I knew it. I knew that he has an alcohol problem. He is an addict. But I don't blame him, if I wouldn't know how much of an ass you are, when you are drunk, I would have become an addict as well. I have heard so many stories, and I know how it feels to drink, getting numb, and all that stuff. It's...liberating, but yet so wrong.
"I-Is your wife..?" My voice trails off.
"No...No she's still alive, but...she doesn't want to see me anymore," Harry explains, pinning his eyes on me. "Have you lost someone in your life, that you really love?" He asks, and I feel the blood running through my system.
"Yes...yes. Since I have never met my real parents, I don't really worry about them, but recently our apartment burnt down, and my brother called the fire department...and it went all by so fast...and the only thing I know is...that I'm in a hospital now, and I don't know where he is, I don't know if he's still alive." I feel the hot tears running down my cheeks, ending up on the thin blanket.
"Where you living there alone?" Harry asks, surprisingly interested in my talk.
"No...we were living with our foster parents, I hate them. I know that I'm old enough to live on my own, but the problem is, that I'm not allowed to keep Casper, my brother, so he would have to stay with these assholes, and I couldn't let that happen. Not to him."

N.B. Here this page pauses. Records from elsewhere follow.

PR #268, opened 2020-04-27
MEN-3465: Disallow empy 'device-type' meta-data in Artifacts

oleorhagen:
This is two-sprung:

* Disallow writing of module images with no `device-type` set
* Fail parsing Artifact payloads with no 'device-types'

Ticket: https://tracker.mender.io/browse/MEN-3465


cli/mender-artifact/main.go
```diff
@@ -204,7 +204,7 @@ func getCliContext() *cli.App {
 	writeModuleCommand.Flags = []cli.Flag{
 		cli.StringSliceFlag{
 			Name: "device-type, t",
-			Usage: "Type of device(s) supported by the Artifact. You can specify multiple " +
+			Usage: "[Required] Type of device(s) supported by the Artifact. You can specify multiple " +
```
alfrunes, line 207: I believe there is a `Required` property in the flag struct that will check that a value is present after parsing.

artifact/metadata.go
```diff
@@ -263,6 +263,31 @@ type ArtifactDepends struct {
...
 
+type Error struct {
+	Err string
+}
+
+func (e *Error) Error() string {
+	return e.Err
+}
+
+var ErrCompatibleDevices *Error = &Error{"ArtifactDepends: Required field 'CompatibleDevices' not found"}
```
alfrunes, line 274: Why not use standard error? `... = errors.New("ArtifactDepends...`

oleorhagen: Fair point. Initially I thought about adding more information to the error.

Removing.

cli/mender-artifact/main.go
oleorhagen: I couldn't find it in the  version of the cli we're using. Did I miss it?

I did double check it now also

artifact/metadata.go
kacf: +1

cli/mender-artifact/main.go
kacf: If we are adding a `[Required]` tag here we should be consistent, and there are several other arguments which are also required. You should double check the list by manual checking, but I know at least `--type` for module-image and `--file` for rootfs-image are required, and `--name` is required for both of them.

cli/mender-artifact/read.go
```diff
@@ -81,6 +81,7 @@ func readArtifact(c *cli.Context) error {
 	err = ar.ReadArtifact()
 	if err != nil {
 		return cli.NewExitError(err.Error(), 0)
+		return cli.NewExitError(err.Error(), 1)
```
kacf, line 87: I take it you wanted to remove the other one? 🙂

artifact/metadata.go
```diff
@@ -263,6 +263,31 @@ type ArtifactDepends struct {
...
+
+func (a *ArtifactDepends) UnmarshalJSON(b []byte) error {
+	type Alias ArtifactDepends // Same fields, no inherited UnmarshalJSON method
+	buf := &Alias{}
+	if err := json.Unmarshal(b, buf); err != nil {
+		return err
+	}
+	if len(buf.CompatibleDevices) == 0 {
+		return ErrCompatibleDevices
+	}
```
kacf, line 284: Will this work for v2 artifacts? I'm not sure, but they don't store `CompatibleDevices` in `ArtifactDepends`.

oleorhagen: Well spotted! Ur right of course. This has to be added.

oleorhagen: But also, `update-module`s are not supported in `v2`. I will still add the check though.

cli/mender-artifact/read.go
oleorhagen: I will fix this  up last, so that I don't have to force push during review.

cli/mender-artifact/main.go
oleorhagen: I see, might as well standardize this then.

This means I'll update the `urfave/cli` dependency also.

PR #272, opened 2020-05-25
MEN-3580: Fix creating artifact from snapshot terminating on SIGCHLD

alfrunes:
changelog: none

### DIFF
--- a/cli/mender-artifact/util/tty.go
+++ b/cli/mender-artifact/util/tty.go
@@ -60,10 +60,16 @@ func EchoSigHandler(
 		unix.IoctlSetTermios(int(os.Stdin.Fd()), ioctlSetTermios, term)
 		if sigRecved {
 			signal.Stop(sigChan)
-			errChan <- errors.Errorf("Received signal: %s",
-				unix.SignalName(sig.(unix.Signal)))
-			// Relay signal to default handler
-			unix.Kill(os.Getpid(), sig.(unix.Signal))
+			switch sig {
+			case unix.SIGCHLD:
+				// SIGCHLD is expected when ssh terminates.
+				errChan <- nil
+			default:
+				errChan <- errors.Errorf("Received signal: %s",
+					unix.SignalName(sig.(unix.Signal)))
+				// Relay signal to default handler
+				unix.Kill(os.Getpid(), sig.(unix.Signal))
+			}
 		} else {
 			errChan <- nil
 		}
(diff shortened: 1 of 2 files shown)


cli/mender-artifact/util/tty.go
```diff
@@ -60,10 +60,18 @@ func EchoSigHandler(
...
+				// SIGCHLD is expected when ssh terminates.
+				errChan <- nil
+			default:
+				errChan <- errors.Errorf("Received signal: %s",
+					unix.SignalName(sig.(unix.Signal)))
+				// Relay signal to default handler
+				unix.Kill(os.Getpid(), sig.(unix.Signal))
+			}
+			if sig == unix.SIGCHLD {
+			}
```
lluiscampos, line 74: This can be cleaned up.

kacf:
> Question: how comes that we didn't catch this in an acceptance test? I think we should extend one the tests (or create a new one) to test this scenario and make sure we don't break it again.

Indeed, I'm very curious why this wasn't caught. This exact scenario is tested in the acceptance tests. I can take a look at the test today.

kacf:
Don't merge it yet, btw, I want to try fixing the test first.

kacf:
When testing this manually, the SIGCHLD message is gone, but I still get an error:

```
................................ 100% 229376 KiB
can not create artifact file
```

alfrunes:
> When testing this manually, the SIGCHLD message is gone, but I still get an error:
> 
> ```
> ................................ 100% 229376 KiB
> can not create artifact file
> ```

This error message is returned when `os.Create` returns an error (it does not print the actual error). I was not able to reproduce this error, but I appended the underlying error to the error message. Can you try again and see if the error makes sense now?

kacf:
> > When testing this manually, the SIGCHLD message is gone, but I still get an error:
> > ```
> > ................................ 100% 229376 KiB
> > can not create artifact file
> > ```
> 
> This error message is returned when `os.Create` returns an error (it does not print the actual error). I was not able to reproduce this error, but I appended the underlying error to the error message. @kacf; Can you try again and see if the error makes sense now?

It helped! Made me realize that I had somehow made the existing file root-owned, and was trying to overwrite it (I was messing with Docker containers earlier). So this was a pilot error. Still, having more verbose messaging is always good, so I vote for keeping that!

I'm still looking into why the test passed, stay tuned!

kacf:
@alfrunes: I give up. The test passes when the input/output is a log file, and fails when it's a terminal. Since running with a terminal is not practical in Gitlab, I tried to find out why this makes a difference to SIGCHLD, but I came up empty handed. The next step would be to step through the code line by line to see exactly what causes SIGCHLD to reported only in the terminal case, but I think this is too much effort just for a test. At least we are guaranteed to catch it during releases, since the snapshotting is part of the Quick Start guide.

So I think this can be merged as it is. Just hit the merge button if you agree!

"Well, we got some fucked up lives, don't we?" He chuckles sympathetically, and even though I feel like crap, I somehow manage to giggle slightly.
"Yeah, we do. I thought it couldn't get any worse, and now here I am, in a hospital...with a disease I have actually never heard anything about."
"That's why I wanted to come here again," he suddenly says and I'm surprised by his statement.
"Why?" I ask, sitting up.
"Because I knew that you wouldn't be someone who would take herself too seriously. I have been to many other rooms before, and no one...really...no one was anything like you."
"Like what?"
"I don't know...just like you. I can't describe you, it's impossible to put you in words, but if I had to...'strong' would definitely be one of them." I blush at his words, thinking that he had just said that, because of his intoxication.
"Thanks," I mumble, but he doesn't hear it.
Seconds later his soft snores fill the room, and I know that he has fallen asleep.
"Goodnight Harry," I whisper, before I lay down again, falling asleep as well.